_Work order_. In the entries below, identify every line with the string "since" and copy it.

_Records for processing_.
PR #946, opened 2017-11-05
Use FAR for VesselState aerodynamic updates if available

aw1621107:
Used delegates instead of MethodInfo.Invoke because the methods are called frequently and delegates supposedly perform better than MethodInfo.Invoke.

Don't know if the last two commits are strictly necessary, but figured might as well have MJ use whatever FAR is using for consistency.

### DIFF
--- a/MechJeb2/VesselState.cs
+++ b/MechJeb2/VesselState.cs
@@ -32,6 +32,8 @@ namespace MuMech
 
         public static bool isLoadedFAR = false;
         private delegate double FARVesselDelegate(Vessel v);
+        private static FARVesselDelegate FARVesselAoA;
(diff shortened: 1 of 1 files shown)


aw1621107:
I just realized, I'm not totally sure using just `FARVesselRefArea` for `areaDrag` was correct. Given it's described as `// Product of the drag surface area, drag coefficient and the physic multipliers`, and the original `areaDrag` calculation is 

```
areaDrag += p.DragCubes.AreaDrag * PhysicsGlobals.DragCubeMultiplier * PhysicsGlobals.DragMultiplier;
```

might a more correct value be

```
areaDrag = FARVesselRefArea(vessel) * dragCoef * PhysicsGobals.DragMultiplier;
```

?

PR #952, opened 2017-11-15
Add aerothermal heating constraint for fairing autostaging

aw1621107:
Allows fairings to be automatically jettisoned at a more realistic time.

Equation for aerothermal flux was taken from page 3-14 of the
Arianespace Vega User's Manual, April 2014 edition [0].

Default max flux was 1135 W/m^2 in both the Vega User's Manual and the
Falcon 9 User's Manual v2.0, so it seemed like a decent default.

    [0]: http://www.arianespace.com/wp-content/uploads/2015/09/Vega-Users-Manual_Issue-04_April-2014.pdf
    [1]: http://www.spacex.com/sites/spacex/files/falcon_9_users_guide_rev_2.0.pdf


aw1621107:
Probably should have asked this earlier, but should I add an aerothermal heating field to VesselState (or at least make it accessible to the user somewhere)? Think the user should be able to see what the current value is if they're also going to have MJ take some action based on it.

sarbian:
Yes, it might be a good idea

PR #958, opened 2017-11-26
some fixes to corrective steering

lamont-granquist:
it now correctly does some kind of corrective steering to alter the
flight path angle.  i do not know if its equivalent to the prior
algorithm.


Starwaster:
Sorry to say but no, this doesn't really do anything useful. Yes, I know that people complained in the past that the old corrective steering made their rockets wobble but it also performed a useful function of correcting deviations from the planned flight path angle. 

Now, the deviations just grow and grow and no attempt at correction ever happens.

PR #960, opened 2017-12-02
fix advanced transfer lowest dV calc

lamont-granquist:
there's probably better ways to approach the whole problem of
interplanetary transfers, but this tweak should un-break this
algorithm.

it tries to create a cost well with an equality constraint of
less than 100,000m for the periapsis and then minimizes the dV
of the transfer when it is within that cost well.

it seems to actually miss by 1,000,000s of meters, which is a bit
odd (maybe we're not integrating through the next planetocentric
orbit patch because if we miss the SOI entirely we may not have
one?), but it now seems to actually work rather than just be broken.


lamont-granquist:
still looks like its buggy, but this code seems to be operating correctly, the surrounding code simulating the burn seems to be buggy somehow...

PR #962, opened 2017-12-05
more transfer calculator fixes

### LINKED ISSUE #843: Advanced Transfert to Another Planet Issue
Hi, 
first I wish to thx for this great mod. Now the problem:
I try to achieve a Kerbin-Duna Transfert...
 - First I put the vessel in a CIRCULAR orbit around kerbin at 640km (for warping). 
 - Now, I use MechJeb to plan an Advanced Transfert to another planet:
    * Select Duna as a target
    * Open MechJeb and choose "advanced transfert...."
    * First the node planner issue a Warning "Initial Orbit can't be hyperbolic"......but initial orbit is not hyperbolic, it's circular.
    * Anyway, I ignore this warning, I click on a blue area of the porkchop windows. and create a node, then execute it.
    * Wait...for the transfert window....wait....wait....wait.....
    * When it reach the transfert window, at start the maneuver is executed as intended but when the planned orbit reach the point where it escape from Kerbin SOI, Duna is automatically deselected, and next calculation and execution of the transfert node are wrong and the vessel miss Duna. Even if I try to reselect Duna as fast as I can, it doesn't work.

KSP Version:  1.2.2.1622
Mods: 
- [x]Science! 5.4
- BetterBurn Time 1.5.3
- Gravity Turn Continued 1:1.7.6
- Kerbal Engineer Redux 1.1.2.8
- MechJeb (of course)  2.6.0.0
- Module Manager 2.7.5
- AutoAsparagus 2.2.5
- Smart Stage 2.9.5
(All by CKAN)

ps: hope it's clear, sorry for the poor quality of my english.

lamont-granquist:
the major point of this fix is actually the removal of the line

orbit.StartUT = t

which seems to cause issues.  that was being done so that
PatchedConics.CalculatePatch() could be called with orbit.StartUT
consistently, but i unrolled the loop so it gets called with 't'
first and then orbit.StartUT.  more code, but avoids the hack.

then there's some successive APIs that are called:

- getTruePositionAtUT (if we're not even in the correct solar transfer
orbit somehow)
- getRelativePositionAtUT (for the solar transfer orbit)
- getRelativePositionFromTrueAnomaly(0) (aka periapsis distance once we
  get into the target SOI)
- difference in dV once we're hitting the planet pretty much exactly

since the magnitude takes sucessive jumps up at every step the optimizer
should be able to handle is and continuously trickle down to the target.

i pinned the UT_arrival time again.  i don't think it makes a lot of
sense to try to optimize that since someone may have tried to pick a
target off of the porkchop plot and they should get more or less what
they pick.

did a bunch of whitespace cleanup as well.

closes #843

### DIFF
--- a/MechJeb2/Maneuver/OperationAdvancedTransfer.cs
+++ b/MechJeb2/Maneuver/OperationAdvancedTransfer.cs
@@ -4,139 +4,139 @@ using Object = UnityEngine.Object;
 
 namespace MuMech
 {
-	public class OperationAdvancedTransfer : Operation
-	{
-		enum Mode
-		{
-			LimitedTime,
-			Porkchop
-		}
-		static string[] modeNames = {"Limited time", "Porkchop selection"};
-		public override string getName() { return "advanced transfer to another planet";}
+    public class OperationAdvancedTransfer : Operation
+    {
+        enum Mode
+        {
+            LimitedTime,
+            Porkchop
+        }
+        static string[] modeNames = {"Limited time", "Porkchop selection"};
+        public override string getName() { return "advanced transfer to another planet";}
 
-		double minDepartureTime;
-		double minTransferTime;
-		double maxDepartureTime;
-		double maxTransferTime;
+        double minDepartureTime;
+        double minTransferTime;
+        double maxDepartureTime;
+        double maxTransferTime;
 
-		public EditableTime maxArrivalTime = new EditableTime();
+        public EditableTime maxArrivalTime = new EditableTime();
 
-		const double minSamplingStep = 12 * 3600;
+        const double minSamplingStep = 12 * 3600;
 
-		private Mode selectionMode = Mode.Porkchop;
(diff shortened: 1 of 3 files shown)


lamont-granquist:
Note that 843 isn't totally fixed, but the remaining bugginess is that the algorithm we're using for computing patched conics can miss interactions leaving the source system.  For example in stock a Mun interaction is entirely missed (I've Debug.Log'd it and it doesn't show up as a SOI change) and therefore the departure hyperbola is off, and ultimately there's no SOI encounter with the target.

...

I actually just thought of a solution to that problem as I was typing out that I had no idea what to do about that.  But we can detect that problem via not having an encounter with the destination SOI, and then we could apply the existing logic to move the maneuver forwards one parking orbit rotation and try again.

lamont-granquist:
^ that idea does not work, so IDK, this may be the best i can do for now.

PR #966, opened 2017-12-06
Fix target orbital inclination label color change again

aw1621107:
Looks like I screwed up #964 by overwriting the orbital inclination color change fix


sarbian:
Ah, sorry about that. I should not merge from work while doing 2 other things :)

PR #976, opened 2018-01-17
Docking AP Move To Start safeguard

Starwaster:
* Simplified and made safer the part of the docking AP where it is 'moving toward start' (if Z separation is inside of the safe zone then move BACK. Otherwise hold distance until we finish moving laterally)


Starwaster:
Meant for dev branch... one of these days I'll do a pull request where I haven't fcked something up....

PR #988, opened 2018-02-08
Use mcs over gmcs as default compiler

EoD:
mcs has been the recommended compiler since Mono 2.11:
http://www.mono-project.com/docs/about-mono/languages/csharp/

I assume that the usage of gmcs is only because the Makefile is rather old. This PR changes the default compiler to the combined mcs.


sarbian:
Now that mono ships a proper msbuild we could also just use that.

EoD:
The newer version of mono don't seem to ship gmcs anymore, hence this PR here. I have no opinion about msbuild vs mcs.

PR #991, opened 2018-02-12
fix some bugs and optimize FLARE in auto landing

zyayoung:
AutolandApproachState.FLARE <- This State did badly when landing at a high speed.
I don't think it is necessary to flare on propose. When the aircraft touches down at a low speed and low sink rate, it will automatically flare. Otherwise, my plane can't land if its speed is high.

My solution is to keep vertical speed control on until rollout, and adjust vertical speed target.

Now, it can land Aeris-3A smoothly ranging in speed from 50 to 200 m/s, and stop at the end of the runway.

other changes:
- increased a bit pid at low speed
- disable AltitudeHold when autoland enabled
- add a touch down speed TextBox.

Touch down speed textBox controls how fast the airplane touch the ground.
Approach speed controls the speed before final approach.
Maybe there are some mistakes in using the language, hope they can be fixed.

Sorry for my English -_-#

### DIFF
--- a/MechJeb2/MechJebModuleAirplaneAutopilot.cs
+++ b/MechJeb2/MechJebModuleAirplaneAutopilot.cs
@@ -147,7 +147,7 @@ namespace MuMech
             if (speed > 600)
                 return 0.5;
             else
-                return speed * -0.00125 + 1.25;
+                return speed * -0.0015 + 1.5;
         }
 
         void UpdatePID ()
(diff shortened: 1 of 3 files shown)


tekinozbek:
I'll this a try later tonight, but the change looks good to me.

By the way, I've been meaning to mention you that some heavier aircraft (there are a couple stock ones, like that airliner jet or whatever it is) have trouble banking left/right while maintaining the given target vertical speed. I didn't get a chance to debug this, but playing with the PID values don't seem to help all that much. Speeding up the aircraft helps, but then it tends to flare for way too long (which your changes would fix).

zyayoung:
Thanks. Maybe it is just too slow to control heavier aircrafts well, but the module itself does have some problems. The way Airplane Autopilot module work now is very simple, so i really hope it can be improved. I'll be very busy until June 2018. If the problem still exist, i'll try to fix it in July or August.

sarbian:
👍

PR #1014, opened 2018-04-09
Alglib update to 3.13.0

lamont-granquist:
bonus fix to add assemblies for KSP 1.4.x to the Makefile


lamont-granquist:
(i haven't actually tested this yet in the transfer planner, i can't imagine this patch doesn't work, but stranger shit has happened...)

sarbian:
Is it supposed to improve something or is it just to update?

lamont-granquist:
this is just to level it up.  i want to start playing around with the runge-kutta code and using levenberg-marquardt for root finding problems to solve trajectory optimization problems, and i don't want to be chasing down year old bugs or conflicts with the docs...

_Task answer_.
since the magnitude takes sucessive jumps up at every step the optimizer
sense to try to optimize that since someone may have tried to pick a
mcs has been the recommended compiler since Mono 2.11:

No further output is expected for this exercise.